Chatham pianist/composer Lincoln Mayorga was a member of a group that influence the Beatles, the short-lived Piltdown Men, whose hits included "Brontosaurus Stomp," Piltdown Rides Again," a take-off of the "William Tell Overture," and "Bubbles in the Tar."

"I never had any contact with John Lennon," he said. "I certainly admired him. My only contact was with Ringo Starr - I played piano on his 'Good Night, Vienna' album. He said the Beatles listened to the Piltdown Men, that they were an influence on them. I was flattered...

"All of us in music were influenced by the Beatles," he said. "They were a breath of fresh air, so creative and original. Each single was awaited with great expectation, and it was always fresh and really good."

Caldwell praised Lennon's songwriting.

"He was not stuck to 4/4 time," he said. "'Happy Christmas' is 12/8. He does 3/4 time a lot. A lot of times he'll add an extra beat to certain measures - drives me nuts. 'Starting Over' uses the chord progression for 'It's My Party.' He makes a very cool use of augmented chords in the beginning.

"He would have notes or a theme go from low to high if happy-ish, descend if sad. He was a real craftsman.

"He changed music," Caldwell said. "Not single-handedly. The analogy that I make - kids are happy to say, 'The Beatles weren't that good.' I said, 'We were living in caves and the Beatles showed up - "Why don't we go out of the caves, take these trees and make boards {build houses]?" Green Day said. "Why don't I carve my initials in this door?'"

The Stones and Kinks were good at doing what they did, he said.

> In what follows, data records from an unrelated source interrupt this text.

PR #1859, opened 2026-07-22
feat: add  `A_FunctionPropertyExt*`

kewde:
## Description

This PR adds a bunch of the `A_FunctionPropertyExt*` as defined in the specification.
Had to move the APCI return code to prevent circular imports, added the missing two too.

Fixes # (issue)

## Type of change

## Checklist


farmio (changes requested):
Claude Code  🤖:

Really nice PR - the wire format is spot on. I checked `_pack_/_unpack_function_property_ext_header` against Calimero's `functionProperty` encoder and its `extractFunctionPropertyExtData` / `onFunctionPropertyExtCommandOrState` decoders and the 16 bit IOT + 12 bit object-instance + 12 bit PID packing matches byte-for-byte; I round-tripped the full field ranges (`0xFFFF,0xFFF,0xFFF` and `0x1234,0xABC,0xDEF`) to be sure. Treating the reserved/service-id/input tail as opaque `data` is the right level of abstraction (Calimero does the same at the ASDU layer). Dispatch placement is correct (`0x1D4..0x1D6 & 0x03C0 == 0x1C0`), and the `ReturnCode` move leaves no dangling references. `pytest`/`ruff`/`mypy` all clean.

One thing I'd like fixed before merging, plus a couple of minor notes.

## Should fix: bare `ValueError` on unknown return codes

`FunctionPropertyExtStateResponse.from_knx` does `return_code=ReturnCode(raw[7])`. Any return code not in the enum raises an unhandled `ValueError` that escapes `APCI.from_knx`, instead of the `ConversionError` the parser contract uses everywhere else. The spec reserves ranges (`01-1F`, `20-5F`, `A0-DF`, "None proposed") that a device could still put on the wire, and I confirmed a response with `return_code=0x01` crashes with `1 is not a valid ReturnCode`. Calimero avoids this with `ReturnCode.of(code)`.

The same pattern already exists at `xknx/knxip/tunnelling_feature.py:191` (`ReturnCode(raw[5])`), so at least it's consistent - but this is a good moment to wrap both (`try/except ValueError -> ConversionError`, or preserve the raw byte).

## Minor

- **Test parity with the SystemNetworkParameter classes.** The `_pack_function_property_ext_header` range-validation branches (IOT/OI/PID out of range) are untested, and there's no round-trip test - whereas the `SystemNetworkParameter*` classes added both `test_to_knx_*_out_of_range` and `test_round_trip`. Codecov will likely flag the three uncovered lines. Cheap to add for parity.
- `__str__` renders `return_code="ReturnCode.E_SUCCESS"` via the enum repr; `self.return_code.name` -> `"E_SUCCESS"` would match the int/hex style used by the other `__str__` methods. Cosmetic.
- The new length-error messages (`f"... : {len(raw)} bytes."`) differ in format from the `SystemNetworkParameter` ones (`"... in CEMI: {raw.hex()}"`). Trivial.

## Nice touches

- Adding the missing `E_COMMAND_INVALID` (0xF2) and `E_COMMAND_IMPOSSIBLE` (0xF3) while moving the enum - good catch.
- Breaking change documented under its own heading. If you'd like to soften it, a re-export shim in the old `application_layer_enum` module (importing from `apci`) wouldn't reintroduce the circular import - but documenting it is defensible too.

kewde:
Thanks @farmio - I've addressed the feedback (minus the breaking change in nice to have, le me know if you want that).

farmio:
Thanks!

PR #1860, opened 2026-07-22
fix: A_Restart Master Reset serialization

kewde:
## Description

Add RestartMasterReset (APCI 0x381) for the request and RestartMasterResetResponse (APCI 0x3A1, error_code + process_time) for its confirmation - Basic Restart has no application-layer response per spec, so that case is intentionally not modeled.

Fixes # (issue)

## Type of change

## Checklist

### DIFF
--- a/docs/changelog.md
+++ b/docs/changelog.md
@@ -16,6 +16,7 @@ nav_order: 2
 
 - Add A_SystemNetworkParameter_Read, A_SystemNetworkParameter_Response and A_SystemNetworkParameter_Write APCI service parsing.
 - Add A_FunctionPropertyExtCommand, A_FunctionPropertyExtState_Read and A_FunctionPropertyExtState_Response APCI service parsing.
+- Fix A_Restart parsing to distinguish Basic Restart from Master Reset (restart_type bit was ignored, silently dropping erase_code/channel_number on relay). Add A_Restart_Response parsing for the Master Reset confirmation.
 
 ### DPT
 
--- a/test/telegram_tests/apci_test.py
+++ b/test/telegram_tests/apci_test.py
@@ -41,6 +41,8 @@ from xknx.telegram.apci import (
     PropertyValueResponse,
     PropertyValueWrite,
     Restart,
+    RestartMasterReset,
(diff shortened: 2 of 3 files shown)


farmio (commented):
Claude Code  🤖:

Looks correct - nice work on a fiddly one. The subtlety here is that the restart-type bit folds into the APCI octet, and this gets it right.

I cross-checked against Calimero: it builds the master-reset request as a length-optimized APDU of `RESTART` (0x380) with SDU `{0x01, eraseCode, channel}`, so the `0x01` restart-type byte folds into the APCI low 6 bits (`0x80 | 0x01 = 0x81`), leaving `03 81 EC CH` - exactly what this PR emits. The response `03 A1 ER TH TL` (error at raw[2], 2-byte process_time at raw[3:5]) matches Calimero's decode too. I ran both directions across value ranges and they're byte-identical. Dispatch is correct: `0x381`/`0x3A1` mask to the `RESTART` service and are checked before falling through, so basic `03 80` still routes to `Restart`. The APCI bit-layout docstring is accurate and explains the 0x3A1 response value neatly. `pytest`/`ruff`/`mypy` all clean.

A few optional notes, none blocking:

- **Range validation in `to_knx`**, for consistency with the recent SystemNetworkParameter / FunctionPropertyExt classes: `process_time=0x10000` (and out-of-range `erase_code`/`channel_number`/`error_code`) raises a bare `struct.error` rather than `ConversionError`. Those newer classes validate and raise `ConversionError`; these don't. Lower severity since it's the to_knx path, but worth it for family consistency.
- **Length-error message format** differs from the `"... in CEMI: {raw.hex()}"` form the FunctionPropertyExt PR converged on (`f"Invalid length for RestartMasterReset: {len(raw)} bytes."`). Trivial, just noting it if you want the family uniform.
- **Optional robustness:** `from_knx` requires the response low byte to be exactly `0xA1`; Calimero uses a looser `apdu[1] & 0x32` "response bit set" check. Requiring the canonical value is spec-correct and I wouldn't change it - just flagging the difference.

farmio (approved):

"But the Beatles - take 'Lady Madonna,' 'Bungalow Bill' - you never knew if it was the Beatles. They would go anywhere and do anything, and excelled at it.

"They couldn't fingerpick until the 'White Album.' Then Donovan taught them how and they gave us 'Dear Prudence' and 'Blackbird,' of the most covered fingerrpicking songs there is," he said. "They could have been on cruise control at any point.

"That's kind of the thing about him, too," he said. "John never went on cruise control. Paul really did the same thing, what he was really good at, the whole time, never broke new ground. John did."